A cultura do consumo, representada pela economia dos influencers, tem consequências negativas para a sociedade, segundo José Luiz Aidar Prado, pesquisador da Pontifícia Universidade Católica de São Paulo. Ele argumenta que os influenciadores contribuem para uma "perversão na cultura do consumo" que promete prazer sem fim e incentiva os indivíduos a interiorizar as leis do mercado a fim de satisfazer seus desejos. Isto pode levar a uma desconexão com outros assuntos e a uma dependência de códigos de mídia de plataformas tecnológicas para orientar comportamentos e preferências. Todd McGowan, cientista social e professor da Universidade de Vermont, também vê a economia influente como um reforço das estruturas opressivas do capitalismo e um aprisionamento dos indivíduos em um estado de satisfação incompleta que os impele a buscar constantemente novas e melhores experiências.

Cultura do consumo

De acordo com José Luiz Aidar Prado, doutor em comunicação e pesquisador da Pontifícia Universidade Católica de São Paulo, apesar da popularidade, há um efeito danoso dos influencers no público.

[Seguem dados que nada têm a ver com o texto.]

PR #349, opened 2022-09-16
fix: panic on down/up.

tjholm:


davemooreuws (approved):

pkg/provider/pulumi/aws/aws.go
```diff
@@ -98,12 +98,12 @@ func New(p *project.Project, name string, envMap map[string]string) (common.Pulu
 
 	// Hydrate from file if already exists
 	b, err := os.ReadFile(filepath.Join(p.Dir, "nitric-"+name+".yaml"))
-	if !errors.Is(err, os.ErrNotExist) {
+	if err != nil && !errors.Is(err, os.ErrNotExist) {
```
asalkeld: good catch, but probably less messy to test errors.Is()

pkg/provider/pulumi/aws/aws.go
```diff
@@ -98,12 +98,12 @@ func New(p *project.Project, name string, envMap map[string]string) (common.Pulu
...
 		return nil, err
 	} else if err == nil {
-		err = yaml.Unmarshal(b, asc)
-		if err != nil {
-			return nil, err
+		marshErr := yaml.Unmarshal(b, asc)
```
asalkeld: i doubt this was causing an issue

pkg/provider/pulumi/aws/aws.go
tjholm: fixed

pkg/provider/pulumi/aws/aws.go
tjholm: fixed.

asalkeld (approved):
nice

PR #354, opened 2022-09-20
feat: remove m1 deploy warning

HomelessDinosaur:


asalkeld:
@HomelessDinosaur do we now support other arches?

HomelessDinosaur:
> @HomelessDinosaur do we now support other arches?

Yea, the change to use buildx means that arm arch is now supported. I have verified with deployments on my M1.

tjholm:
@asalkeld to clarify, using buildkit means that m1 mac devices will auto run workloads using QEMU, when the platform flag is set appropriately, by default this will be `linux/amd64`.

tjholm (approved):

Segundo ele, o trabalho dos influenciadores ajuda a construir uma “perversão na cultura de consumo”, com uma “promessa de prazeres sem fim”, que é mantida com um ar “limpo” de positividade e relaxamento.

“O resultado é uma sociedade na qual todos internalizam as leis do mercado para satisfazer seus desejos e se desconectam de outros sujeitos”, disse em artigo publicado em 2019. “A cultura atual convoca o público a ir atrás de figuras-chaves que promovem o sucesso, dinheiro, felicidade e prazer. Para isso, o consumidor precisa aceitar certos códigos midiáticos vindos das plataformas tecnológicas para saber o que fazer, como fazer e do que gostar.”

Na visão de Todd McGowan, cientista social e professor da Universidade de Vermont, nos EUA, a economia dos influenciadores reforça estruturas de opressão tradicionais do capitalismo.

“Há uma imitação de nossas estruturas de desejo que esconde os traumas que o sistema nos causa. Esse modelo nos aprisiona em uma satisfação incompleta, que nos compele a sempre ir atrás do novo, do melhor e de mais”, escreveu no livro “Capitalismo e Desejo” (inédito no Brasil), de 2016.